前に刺されたのが1、2年前だと抗体がたくさんあるので、強く自己免疫反応が出るのでアナフィラキシーショックが起こる可能性が高いです。
10数年前に刺されたのであれば、大分抗体は減っているため命の危険は少ないとは思います。

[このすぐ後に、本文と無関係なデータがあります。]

PR #783, opened 2018-12-31
[refactor-prompt] cleanup 2

ixje:
1) some group commands had the error message 
```
Please specify an action. See help for available actions
```
the other half
```
run `<cmd name> help`   to see supported queries
```

2) A good part of the commands used
```
Please specify the required parameters
```
others use slightly more specific

```
Please specify the <missing argument name>
```
and then some had completely different responses like

```
invalid number of   arguments
Not enough   arguments
etc
```

3) some commands that toggle settings accepted either `1` or `on`, others accepted more boolean values like `t`, `true` etc.

streamline responses amongst commands for certain actions. see commits

make test

no

- [ ] Did you add any tests?

### DIFF
--- a/neo/Prompt/Commands/Config.py
+++ b/neo/Prompt/Commands/Config.py
@@ -27,7 +27,7 @@ class CommandConfig(CommandBase):
         item = get_arg(arguments)
 
         if not item:
-            print("run `%s help` to see supported queries" % self.command_desc().command)
+            print(f"run `{self.command_desc().command} help` to see supported queries")
             return
 
         try:
@@ -101,7 +101,7 @@ class CommandConfigDebugNotify(CommandBase):
 
     def command_desc(self):
         p1 = ParameterDesc('attribute', 'either "on"|"off" or 1|0')
-        return CommandDesc('sc-debug-notify', 'toggle printing Notify events on execution failure', [p1])
+        return CommandDesc('sc-debug-notify', 'toggle printing smart contract Notify events on execution failure', [p1])
 
 
 class CommandConfigVMLog(CommandBase):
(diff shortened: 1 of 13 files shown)


neo/Prompt/Commands/Config.py
```diff
@@ -53,23 +53,23 @@ def __init__(self):
...
+            return False
+
+        if flag:
+            print("Smart contract event logging is now enabled")
+            return True
         else:
-            print("Cannot configure log. Please specify on|off or 1|0")
-            return
+            print("Smart contract event logging is now disabled")
+            return False
```
jseagrave21: Referring to follow-on commands, I think this should be `return True` since the command is successfully disabling the SC event logging. See https://github.com/CityOfZion/neo-python/pull/783/files#diff-799c82d84fa184b364281a4e3f88141cR100 and https://github.com/CityOfZion/neo-python/pull/783/files#diff-799c82d84fa184b364281a4e3f88141cR128

neo/Prompt/Commands/tests/test_config_commands.py
```diff
@@ -49,7 +49,7 @@ def test_config_sc_events(self):
         # test turning them off
         args = ['sc-events', '0']
         res = CommandConfig().execute(args)
-        self.assertTrue(res)
+        self.assertFalse(settings.log_smart_contract_events)
```
jseagrave21: Similarly to other config commands, I think this should still include the original `self.assertTrue(res)`. The additional change could be included also if desired.

neo/Prompt/Commands/Config.py
ixje: good catch! 💪

neo/Prompt/Commands/tests/test_config_commands.py
ixje: I've added this to the other commands as well (with the exception of NEP8)

PR #786, opened 2019-01-03
[refactor-prompt] add sc invoke

ixje:
move #623 forward. Add the final command `sc invoke` (formerly known as `testinvoke`)

port code

make test

no

- [X] Did you add any tests?

### DIFF
--- a/neo/Prompt/Commands/SC.py
+++ b/neo/Prompt/Commands/SC.py
@@ -1,12 +1,15 @@
 from neo.Prompt.CommandBase import CommandBase, CommandDesc, ParameterDesc
 from neo.Prompt.PromptData import PromptData
-from neo.Prompt.Utils import get_arg
+from neo.Prompt import Utils as PromptUtils
 from neo.Prompt.Commands.BuildNRun import Build, BuildAndRun, LoadAndRun
+from neo.Prompt.Commands.Invoke import TestInvokeContract, InvokeContract
 from neo.Core.Blockchain import Blockchain
+from neocore.UInt160 import UInt160
+from neocore.Fixed8 import Fixed8
+from prompt_toolkit import prompt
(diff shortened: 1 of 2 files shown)


neo/Prompt/Commands/SC.py
```diff
@@ -127,11 +132,83 @@ def command_desc(self):
...
+        hash_string = arguments[0]
+        try:
+            script_hash = UInt160.ParseString(hash_string)
+        except Exception:
+            # because UInt160 throws a generic exception. Should be fixed in the future
+            print("Invalid script hash")
+            return False
+
+        tx, fee, results, num_ops = TestInvokeContract(wallet, arguments, from_addr=from_addr, invoke_attrs=invoke_attrs, owners=owners)
+        if tx is not None and results is not None:
```
LysanderGG: Usual `if tx and results:` 😄

neo/Prompt/Commands/SC.py
```diff
@@ -127,11 +132,83 @@ def command_desc(self):
...
+
+            parameterized_results = [ContractParameter.ToParameter(item) for item in results]
```
LysanderGG: `parameterized_results` is only used in the debug string, maybe it would be better to call `ToJson()` in this comprehension.

It would give:
`parameterized_results = [ContractParameter.ToParameter(item).ToJson() for item in results]`

What do you think?

neo/Prompt/Commands/SC.py
ixje: how could I have missed that 🤦‍♂️ , thanks!

neo/Prompt/Commands/SC.py
ixje: sounds good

アナフィラキシーショックが起きた時には、アドレナリンが必要になります。アドレナリンを打つことで身体を覚醒させて、腫れて浮腫んだ気道を開かせるのが目的です。
蜂に攻撃、挑発はダメ。いい香りのデオドラントもダメ。
蜂は刺激してはいけません。あと、山に行くときは強い匂いの香水などはよくありません。花の香りによってきやすいのです。制汗剤などは無香料を選ぶとよいでしょう。